I just finished with the last oven full of granola, I made three recipe batches, two with the "Ribbon Cane Syrup" and 1 with Strawberry Preserves. My recipe is as follows:

Granola

3 42 oz Boxs Old Fashioned Oats
2 18 oz Jars Crunchy Peanut Butter
12 ozs Sweetened Shreaded Coconut
6 ozs Sliced/Slivered Almonds
2 quarts Fruit Preserves, Honey or Heavy Dark Syrup
1/2 Cup Canola Oil

Pour the oats into a large bin and add the Shreaded Coconun, Almonds
and mix thoroughly.

Pour the Preserves, Honey or Heavy Dark Syrup into a large pan and add the Peanut Butter and Canola Oil then allow to warm over a low heat until the peanut butter can be melted and mixed completely into the syrup.

Pour the syrup/peanut butter/oil mixture onto the oat mixture and mix completely then let stand for about 15 minutes, or until cool enough that you will not get burned handling it.

Place the wet granola into shallow even layers in baking pans and bake in a 300 degree oven for about 1 hour or until the granola is done, every 15 - 20 minutes or so open the oven and stir the pans. 

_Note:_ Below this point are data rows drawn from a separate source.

PR #838, opened 2020-06-25
Improve handling of external libraries

adayton1:
# Summary

- This PR is a bugfix
  - Modifies CMakeLists.txt to import a CAMP target, to use an existing target for CUB or to create one, to simplify options for external camp and CUB, and to remove unused CHAI options.
  
# Design review
- This may not be the right way to set things up, so I am certainly open to feedback. I think the changes for CAMP should be fine, but I'm not sure about the changes for CUB.


adayton1:
To get a better feel for what I am trying to do, see https://github.com/LLNL/CARE/blob/submodules3/tpl/CMakeLists.txt.

trws:
It looks like you're planning to use RAJA as a subdirectory in another cmake project.  I'd probably be fine with supporting that as an option this way with cub and camp and so-forth detected as pre-existing targets, but is there a reason you've removed the option to use external source directories through cmake options?

adayton1:
I removed the explicit ENABLE_EXTERNAL_CUB since it seemed to be redundant. If you have already specified CUB_DIR, then it's almost guaranteed that you want to use an external CUB. I changed EXTERNAL_CAMP_SOURCE_DIR to camp_DIR so that you can simply call find_package(camp) since the camp install provides campConfig.cmake.

trws:
That is how camp works, but it isn't redundant.  The find_package check will only find installed copies, which you could already do by setting camp_DIR or setting the cmake search path as normal without changing anything, the extra variable is there to select an uninstalled source version of camp for things like development and testing.

adayton1:
OK, now I get how things were working with camp before. I've reverted those changes. I'm looking more closely at CUB now.

Issue #847, opened 2020-07-14
Extra parameter in host-config file


adrienbernede:
Host config files are defining "RAJA_COMPILER".

https://github.com/LLNL/RAJA/blob/e1f3de7f71637383665379c97802481bfce9318f/host-configs/lc-builds/toss3/clang_X.cmake#L8

However, when tracking this variable usage, it seems it is if fact also definde in 

https://github.com/LLNL/RAJA/blob/e1f3de7f71637383665379c97802481bfce9318f/cmake/SetupCompilers.cmake#L29

And in the end is apparently not used since a different logic is used in `include/RAJA/config.hpp.in`:

https://github.com/LLNL/RAJA/blob/e1f3de7f71637383665379c97802481bfce9318f/include/RAJA/config.hpp.in#L127

Am I missing something?

rhornung67:
No longer an issue

PR #848, opened 2020-07-15
Feature/uberenv

adrienbernede:
# Summary

This PR is the beginning of a refactoring of host-config files in RAJA.

In particular:
- It introduces Uberenv to drive Spack, installing the dependencies for the required spec. 
- A _local_ copy of the RAJA Spack package has been modified with an additional phase that generate a host-config file for the configuration demanded.

Using uberenv thus allow to generated a host-config file through Spack.

Documentation of the process was added in the "developer guide" section.

# Context

The targeted process was vetted in Umpire:
- [This PR] Being able to generate the host-config file for any configuration instead of crafted them manually.
- [This PR] Store the most relevant ones, especially for CI purpose
- [Next PR?] Add CI on Gitlab making use of store host-config files.

Note: The only reason we don’t systematically generate the host-config files is because it’s not efficient (requires downloading Spack, and potentially installing some dependencies, if not provided externally: CMake typically).

# Discussion

Based on https://github.com/LLNL/RAJA/issues/847, I did not port the definition of `RAJA_COMPILER` variable.
As stated in https://github.com/LLNL/Umpire/issues/367, not all the configuration is embedded in the host-config file.

# What’s next?

This PR can be reviewed as-is. It has no impact on RAJA development workflow yet. It introduces Uberenv, and 2 host-config files were produces and version-controlled: one for lassen and one for quartz.

Uberenv

[Uberenv.pdf](https://github.com/LLNL/RAJA/files/4928543/Uberenv.pdf)


davidbeckingsale:
@artv3 @rhornung67 - can you give this a quick look? It doesn't remove or break any existing functionality.

scripts/uberenv/project.json
```diff
@@ -0,0 +1,9 @@
+{
+"package_name" : "raja",
+"package_version" : "develop",
+"package_final_phase" : "hostconfig",
+"package_source_dir" : "../..",
+"spack_url": "https://github.com/spack/spack",
+"spack_commit": "bc53bb9b7cbf250c98cfe77d334ed30d6b958c21",
```
adrienbernede, line 7: @rhornung67 
Uberenv is configured use a specific commit in Spack for the sake of reproducibility.
I used the same commit as in other projects.

The spack reference should be updated when:
- We want to keep up with spack develop or new release (bug fix, improvements).
- Uberenv is updated and relies on a newer version (new feature) in Spack.
- RAJA package changed (for example, the local copy of RAJA package should be pushed on Spack).

For that last case in particular, the local copy of the package should only be present if it is newer than the Spack version. It is then useful to test new changes in the spack package before pushing them, just like in this PR.

adrienbernede:
I think this is good to go then!

davidbeckingsale:
@LLNL/raja-core - I'm going to merge this PR once CI is done. It only adds new functionality and doesn't impact any existing code/scripts/tests

adrienbernede:
@davidbeckingsale Can you merge this? I need to push a tiny fix to the RAJA local package. I would rather push it in #856.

The granola will be golden colored and it may still be "tacky" to the touch when removed from the oven but it will harden and dry as it cools. DO NOT BURN it. Its kinda like burnt popcorn, can never get the smell out of your kitchen.

If it is still moist after it cools put it back into the oven, reheat it and recheck.

This is the first time I tried using preserves in the recipe and was kinda surprised. I was expecting a pretty robust and pronounced strawberry overtone but it came out with just a hint of strawberry, Pretty Good.

The three recipe batches completely fills 2 5 gallon buckets.


----------



## lilmissy0740 (Mar 7, 2011)

gonna try this. Thanks


----------



## JustCliff (May 21, 2011)

Thanks. That looks pretty good. how long do you think it will keep?


----------



## Davarm (Oct 22, 2011)

I dont know how long it will keep yet, I am guessing that properly packed, I should not have to worry about it for at lest 5 years and that is only because I used the nuts and peanut butter. 

With the granola, I will keep a bucket in the kitchen and we will eat from it and replace it as each bucket is emptied so I really dont think that we will ever hit the 5 year mark before it is gone and replaced. 

If one was to make a batch without nuts or peanut butter it would probably tend to keep longer. Nuts can go rancid after they are exposed to the air for any length of time. I didnt think of that until I was packing it into the buckets.

Did a price tally, the 2 - 5 gallon buckets of granola cost a grand total of $47.48, minus the 2 quarts of home made strawberry preserves and the energy it cost to make it. Not real cheap but quite a bit less(and better tasting) than buying the end product.


----------